How many lines in the entries below include the string "CurrentDateProvider"? Answer with the number only.

══ Material supplied ══

PR #1910, opened 2018-08-01
[Web UI] Use cron value in check list

### LINKED ISSUE #1909: [Web UI] Description of check's scheduled using cron field is incorrect
## Expected Behavior

Properly reflect state.

## Current Behavior

Check's scheduled using cron field are said to be "executed every 0 seconds".

## Possible Solution

Use `<CronDescription />` component.
 
1. Create check with `cron` field set.
2. View in check's list.

jamesdphillips:
## What is this change?

Reflect cron value in the check list.

screen shot 2018-08-01 at 4 32 10 pm

Fixes #1909 

Introduced after last release.

`undefined`

`undefined`

`undefined`

### DIFF
--- a/dashboard/src/components/partials/CheckDetailsContainer/CheckDetailsContainer.js
+++ b/dashboard/src/components/partials/CheckDetailsContainer/CheckDetailsContainer.js
@@ -102,7 +102,7 @@ class CheckDetailsContainer extends React.PureComponent {
     if (interval > 0) {
       return `Every ${interval}s`;
     } else if (cron && cron.length > 0) {
-      return <CronDescriptor expression={cron} />;
+      return <CronDescriptor capitalize expression={cron} />;
     }
     return "Never";
   }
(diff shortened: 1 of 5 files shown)


palourde:
@jamesdphillips Somehow I can't reproduce this on my local machine. I'm running Chrome with disabled cache on this branch, and I get the following:

screen shot 2018-08-02 at 10 58 54 am

```
 $ sensuctl check info check-cron
=== check-cron
Name:            check-cron
Interval:        0
Command:         echo 0
Cron:            * * * * *
Timeout:         0
TTL:             0
Subscriptions:   linux
Handlers:
Runtime Assets:
Hooks:
Publish?:        true
Stdin?:          false
Proxy Entity ID:
Organization:    default
Environment:     default
Metric Format:
Metric Handlers:
```

jamesdphillips:
@palourde isn't `every minute` correct given the cron statement? Prior to this change it would have simply stated `every 0s seconds`.

palourde:
Ah I see, thanks

jamesdphillips:
My PR description wasn't very clear, sorry about that.

PR #1915, opened 2018-08-02
[Web UI] Tweaks & minor fixes for issues found in QA session

### LINKED ISSUE #1918: Don't display LastSeen for proxy entities in the API
The LastSeen value for proxy entities is currently wrong; currently, it will display "49 years ago".

We need to tackle https://github.com/sensu/sensu-go/issues/1434 before this will be resolved.

Until it's resolved, let's not display the LastSeen value at all.

jamesdphillips:
## What is this change?

Quick tweaks and fixes for nits encountered during QA and VQA sessions.

- `<RelativeDate />` Always use current time when calculating delta.
- Use `<ButtonIcon />` everywhere to ensure spacing is always consistent.
- Fixup Preferences menu and remove unused theme.
- Enable backdrop filter not just for preferences menu but for all modals.
- Move entity subscriptions out of the details page's caption and into the table to match checks page.
- Only display a check's extended attributes if they are present.
- Enable polling on all pages. With some tweaks to the severity sorting and list items it isn't quite as disruptive as it once was. In time we'll see how user's feel however...
- Collapse list header items on narrow screen sizes.
- *Bug* fix delete confirmation dialog on list pages. 
- *Bug* fix vertical disclosure menu on the silences list.
- Sets default page size to 25; with polling we start to see negative perf with larger page sizes. Friendly default for most users; option to increase page size is intact.
- Ensure that platform and platformFamily pair is properly displayed on the Entity details page. Previously if no platformFamily field was present user might see `linux / `.
- Add bottom margin to all list pages to be consistent.
- Proxy entities will never have the lastSeen field set, as such hide it when the value is `null`. Closes #1918.

Improves overall experience.

`undefined`

`undefined`

`undefined`

`undefined`


dashboard/src/components/RelativeDate/RelativeDate.js
```diff
@@ -67,10 +67,10 @@ class RelativeDate extends React.Component {
 
   render() {
     const { dateTime, capitalize, unit, style, ...props } = this.props;
-    const { now } = this.state;
 
     const formatter = new IntlRelativeFormat("en", { style });
     const dateValue = new Date(dateTime);
+    const now = new Date();
```
10xjs: This makes render impure. The correct way to have the component always render relative to the current date is to store `now` in state and update it on a timer.

It might be useful to create a util helper component to provide the current date to its children:

```jsx
<CurrentDateProvider interval={1000}>
 {(now) => <RelativeDate now={now} dateTime={dateTime}/>}
</CurrentDateProvider>
```

This could solve the time-shift problem for any component that references the current date.

jamesdphillips: good idea 👍

jamesdphillips: updated

PR #1925, opened 2018-08-03
Remove linting from build.sh.

echlebek:
We're going to start linting PRs with golangci, instead of doing
linting in build.sh. This should improve build reliability by
removing the need to `go get` packages.

Also remove the `deps` build command.


grepory:
I'll hazard a guess that this will work based on the following diff:

https://github.com/sensu/sensu-go/pull/1940/files#diff-76eab2536f3d96776474d7553fbdac4c

:)

PR #1939, opened 2018-08-08
Dockerfile: add etcdctl

schu:
The Sensu operator (work in progress) expects `etcdctl` to be available
in the base image. `etcdctl snapshot restore ...` is used from an init
container when a Sensu cluster is restored from a backup.

https://github.com/kinvolk/sensu-operator/blob/6e46ed44cc6a09daad45ad8557012819290b8cc9/pkg/util/k8sutil/k8sutil.go#L127

Also, update the Alpine base image (3.6 -> 3.8)

Signed-off-by: Michael Schubert <michael@kinvolk.io>

### DIFF
--- a/Dockerfile
+++ b/Dockerfile
@@ -1,4 +1,12 @@
-FROM alpine:3.6
+FROM alpine:3.8 as etcdctl-fetch
+
+RUN apk add --no-cache curl
+
+RUN curl -fsSLO https://github.com/coreos/etcd/releases/download/v3.3.9/etcd-v3.3.9-linux-amd64.tar.gz && \
+  tar xvf etcd-v3.3.9-linux-amd64.tar.gz --strip-components 1 etcd-v3.3.9-linux-amd64/etcd etcd-v3.3.9-linux-amd64/etcdctl
+
+
+FROM alpine:3.8
 MAINTAINER Sensu, Inc. Engineering <engineering@sensu.io>
 
 LABEL name="sensu/sensu" \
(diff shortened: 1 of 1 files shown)


schu:
I'm not sure how a restore via API would work: for the API to be available Sensu needs to be running but etcd can be started only after the snapshot was restored (as far as I know): https://coreos.com/etcd/docs/latest/op-guide/recovery.html#restoring-a-cluster

Do you have something in mind how to do that?

Maybe a `sensu-backend --restore <snapshot.db> <other args>...` flag would be an option to tell Sensu to first restore a snapshot and then start etcd.

grepory:
Oh! My bad. I actually didn't even think about restore having to be offline.

This is an interesting one. I actually like the `--restore` option idea, but I'd almost rather we just have a command that didn't initiate startup since this is something that needs to happen outside of Kubernetes and must work well with service management frameworks. E.g. the UX would be something like:

```
sudo -U sensu sensu-backend restore --snapshot /path/to/snapshot
sudo service restart sensu-backend
```

Or something. Regardless, I'll throw this in our product backlog, and we can carry on with etcdctl for now.

As far as online snapshotting goes:

We could have an endpoint for creating a snapshot in the API, but we would have to figure something else out for restoring a snapshot. Sensu could actually do an online snapshot restore by shutting down etcd temporarily, but we would have to have the [relevant bits](https://github.com/coreos/etcd/blob/master/clientv3/snapshot/v3_snapshot.go#L230) in Sensu to do the snapshot restore (which isn't a problem).

I'll say that's out of scope for the time being, and we can run with just etcdctl. Don't worry about filing tickets.

PR #1941, opened 2018-08-08
Fixup redirect loop encountered when backend is missing dashboard

### LINKED ISSUE #1908: [Web UI] Redirect loop encountered when backend is built without dashboard
/cc @amdprophet 

## Expected Behavior

User should be presented with the fallback message describing to the user that the dashboard isn't present in their current build.

## Current Behavior

When trying to navigate to the dashboard the user encounters a redirect loop.

1. Build backend without dashboard.
2. Navigate to `http://backendhost:dashboardport`.

jamesdphillips:
## What is this change?

Eliminates redirect loop encountered when backend is missing dashboard and user attempts to navigate to the root path.

Closes #1908 

Primarily DX related so it's unlikely.

nada

nada

nada

### DIFF
--- a/dashboard/fallback.go
+++ b/dashboard/fallback.go
@@ -13,24 +13,35 @@ type fallbackFS struct {
 }
 
 func (f *fallbackFS) Open(path string) (http.File, error) {
+	if len(path) == 0 || path == "/" {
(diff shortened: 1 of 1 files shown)


jamesdphillips:
Thanks guys, I forgot Simon was out this week.

PR #1962, opened 2018-08-15
Bugfix for sensuctl cluster health error handling

nikkiki:

## What is this change?

Prevents panic and closes the client.

Fixes bug in `sensuctl cluster health` so that the proper error is handled.

Nah.

Nah.

Nah.

We good.


backend/store/etcd/health_store.go
```diff
@@ -30,12 +30,13 @@ func (s *Store) GetClusterHealth(ctx context.Context) []*types.ClusterHealth {
 			Endpoints:   member.ClientURLs,
 			DialTimeout: 5 * time.Second,
 		})
+		defer cli.Close()
```
golangci: should check returned error before deferring cli.Close()

PR #1976, opened 2018-08-16
[Web UI] Refresh tokens when GraphQL request produces 401

### LINKED ISSUE #1975: [Web UI] Exception thrown when access token is invalid
When an access token is has been revoked on the server or if the authorization token pair is no longer recognized this leads to an `UnauthorizedError` being thrown.

We should better handle this case by displaying the invalid authorization dialog.

jamesdphillips:
## What is this change?

Better handles case where server has invalidated the authorization
token pair or the server's secret has changed.

Closes #1975 

`undefined`

`null`

my poor debugging skills..?

`[]`


jamesdphillips:
Maybe related to #2009.

PR #3510, opened 2020-01-18
Don't fail on check TTL after keepalive fails

### LINKED ISSUE #3304: Check TTL events can be created even if failing keepalive events exist
## Expected Behavior
An entity with a keepalive failure event should not create a check TTL event.

## Current Behavior
Failing events are created for both keepalives and checks.

## Possible Solution
When a check TTL event fails to fire, the handler should consult the store for whether or not a failing keepalive event exists for the entity in question.

1. Create a check with TTL enabled.
2. Take the associated entity offline.
3. Observe failing events for both the keepalive and check.

## Context
Reported by steveberryman in the community slack.

echlebek:
## What is this change?

This commit modifies how eventd responds to failing check TTL
events. Previously, check TTL events would occur even if failing
keepalive events had been recorded. Now, eventd will not issue
failing check TTL events if a keepalive event for the entity has
already occurred.

Closes #3304

Yes

No docs changes required.

I created a check with TTL greater than agent keepalive timeout, got it executing on an agent, and terminated the agent. I observed a keepalive failure occurred. I then observed in the backend logs that the check TTL switch had fired, but no failing event was created for the check.

On the flip side, if the keepalive timeout is longer than the check TTL, then a check TTL event does get created.

## Is this change a patch?

Yes

### DIFF
--- a/CHANGELOG.md
+++ b/CHANGELOG.md
@@ -17,6 +17,8 @@ resources.
 - Add support for the `--format` flag in the `sensuctl command list` subcommand.
 - Namespace can be ommited from event when performing an HTTP POST request to
 the `/events` endpoint.
+- Fixed a bug where failing check TTL events could occur event if keepalive
+failures had already occurred.
 
 ## [5.16.1] - 2019-12-18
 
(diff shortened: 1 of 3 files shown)


echlebek:
image

PR #3528, opened 2020-01-29
Bugfixes to curated namespaces

### LINKED ISSUE #3527: Curated namespaces do not work with a RoleBinding/ClusterRole combination

palourde:
## What is this change?

It fixes two bugs in the curated namespace functionality:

═══

**Result of the exercise**
2